The Misfit’s viewpoints may be immoral, but they are constant. Unlike the grandmother, whose ethical code falls apart the instant it is confronted, the Misfit has a solid view of life and acts in accordance to what he considers is right. His opinions and actions are not ethical in the conservative sense, but they are sturdy and steady and thus giving him strength of belief that the grandmother lacks (O’Connor 14-19). Warped as it might be, he can depend on his ethical code to direct his actions. The grandmother cannot, and in the final instants of her life, she realizes his strength and her drawbacks.
O’Connor referred to the Misfit as a “prophet gone wrong,” and undeniably, if he had applied his ethical uprightness to a less immoral lifestyle, he could have been well-thought-out as a true preacher, pillar, or teacher (O’Connor 14-19).

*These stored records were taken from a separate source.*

PR #1659, opened 2020-10-14
Don't use quickContact in the ConversationListItem

Hocuri:
quickContact means that you get to the contact details screen by
clicking the avatar. In the conversations list this is usually disabled,
just for the search it stayed enabled, which was unexpected
(because it was usually disabled ;-) ).

Even worse, in the search clicking the avatar sometimes got me to the
wrong contact details. No idea why, but I think disabling is better
anyway.

### DIFF
--- a/src/org/thoughtcrime/securesms/ConversationListItem.java
+++ b/src/org/thoughtcrime/securesms/ConversationListItem.java
@@ -213,7 +213,7 @@ public class ConversationListItem extends RelativeLayout
     deliveryStatusIndicator.setNone();
 
     setBatchState(false);
-    contactPhotoImage.setAvatar(glideRequests, recipient, true);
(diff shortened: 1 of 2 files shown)


r10s (approved):
lgtm, i was not aware that a tap on the avatar in search does sth. different. i would also consider this as a bug.

@adb: to see the profile of ppl you do not have a chat with, we could add a long-tap option in the normal contact list (i would add that to the three-dot-menu as "View profile"), indeed, we have a similar option on ios.

adbenitez:
> i would add that to the three-dot-menu as "View profile"

that would be easier for users to discover +1

r10s:
> > i would add that to the three-dot-menu as "View profile"
>
> that would be easier for users to discover +1

@adbenitez i did sth. like that at https://github.com/deltachat/deltachat-android/pull/1668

There is actually no goodness portrayed by Misfits and in fact he admits that he is an immoral person. Unlike the villager, he shows no mercy to the family in the predicament. He is so evil such that he even slays even those who beg for his pardon.The good and evil is well portrayed in the story of “A Good Man is Hard to Find”. Both the grandmother and the Misfits have their own convictions about life .
They believe that they are good, but what they do not know is that they are morally wrong. This shows how philosophies are fashioned from individuals we trust in our lives. The social inquisitiveness ensue in the general public from these philosophies be it from family or religion. We come into this sphere as good offsprings, but we are ill-advised and abused informally as we grow up till frustrations from these early cultured philosophies alters us into misfits as grown-ups. The “good man” is concealed under all the existence’s obstructions and the regaining to be virtuous men/women is challenging, too many distressing happenings, so most overlook what it is like to be a virtuous person. The characters within “A Good Man is Hard to find” are typically ill-informed and self-satisfying individuals, who stumble across “the grotesque” and are stunned into self-realization that they are no longer self-fulfilled.
These grotesque fundamentals are habitually the divine in camouflage forcing the characters into contemplation.